Supplied records:
- - - - - - -

Issue #1456, opened 2016-10-25
Feature Request: Allow Yarn to log unexpected error mesages to stderr


Taytay:
**Do you want to request a _feature_ or report a _bug_?**
Feature request

**What is the current behavior?**
When Yarn gets an unexpected error, it currently tells me:
`error An unexpected error occured, please open a bug report with the information provided in "<snip>.../yarn-error.log".`

I am getting these errors on our build machine, which means that our build logs don't have the text of the error, so now I need to log into the machine to dump that file. So far, I can always identify the relevant bit of the error from the "Trace" message at the very bottom of the file, like so:

```
Trace:
  Error: EACCES: permission denied, open '/home/vagrant/.yarn/.roadrunner.json'
      at Error (native)
      at Object.fs.openSync (fs.js:549:18)
      at Object.fs.writeFileSync (fs.js:1156:15)
      at /usr/lib/node_modules/yarn/node_modules/roadrunner/index.js:25:6
      at /usr/lib/node_modules/yarn/node_modules/roadrunner/index.js:12:12
      at emitOne (events.js:82:20)
      at process.emit (events.js:169:7)
      at processEmit [as emit] (/usr/lib/node_modules/yarn/node_modules/loud-rejection/node_modules/signal-exit/index.js:140:35)
      at process.exit (node.js:750:17)
      at exit (/usr/lib/node_modules/yarn/lib-legacy/cli/index.js:380:13)
```

It would be very helpful in our case to log this information, (or maybe even just the message without the stack?) to stderr so that I wouldn't have to dig somewhere else to get error details.

So perhaps the message could change to: (Spelling of occurred corrected here as well:)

- - - - - - -

Problem statement: Whatever appears in the data above is to be set down exactly.

Answer for the task:
Issue #1456, opened 2016-10-25
Feature Request: Allow Yarn to log unexpected error mesages to stderr


Taytay:
**Do you want to request a _feature_ or report a _bug_?**
Feature request

**What is the current behavior?**
When Yarn gets an unexpected error, it currently tells me:
`error An unexpected error occured, please open a bug report with the information provided in "<snip>.../yarn-error.log".`

I am getting these errors on our build machine, which means that our build logs don't have the text of the error, so now I need to log into the machine to dump that file. So far, I can always identify the relevant bit of the error from the "Trace" message at the very bottom of the file, like so:

```
Trace:
  Error: EACCES: permission denied, open '/home/vagrant/.yarn/.roadrunner.json'
      at Error (native)
      at Object.fs.openSync (fs.js:549:18)
      at Object.fs.writeFileSync (fs.js:1156:15)
      at /usr/lib/node_modules/yarn/node_modules/roadrunner/index.js:25:6
      at /usr/lib/node_modules/yarn/node_modules/roadrunner/index.js:12:12
      at emitOne (events.js:82:20)
      at process.emit (events.js:169:7)
      at processEmit [as emit] (/usr/lib/node_modules/yarn/node_modules/loud-rejection/node_modules/signal-exit/index.js:140:35)
      at process.exit (node.js:750:17)
      at exit (/usr/lib/node_modules/yarn/lib-legacy/cli/index.js:380:13)
```

It would be very helpful in our case to log this information, (or maybe even just the message without the stack?) to stderr so that I wouldn't have to dig somewhere else to get error details.

So perhaps the message could change to: (Spelling of occurred corrected here as well:)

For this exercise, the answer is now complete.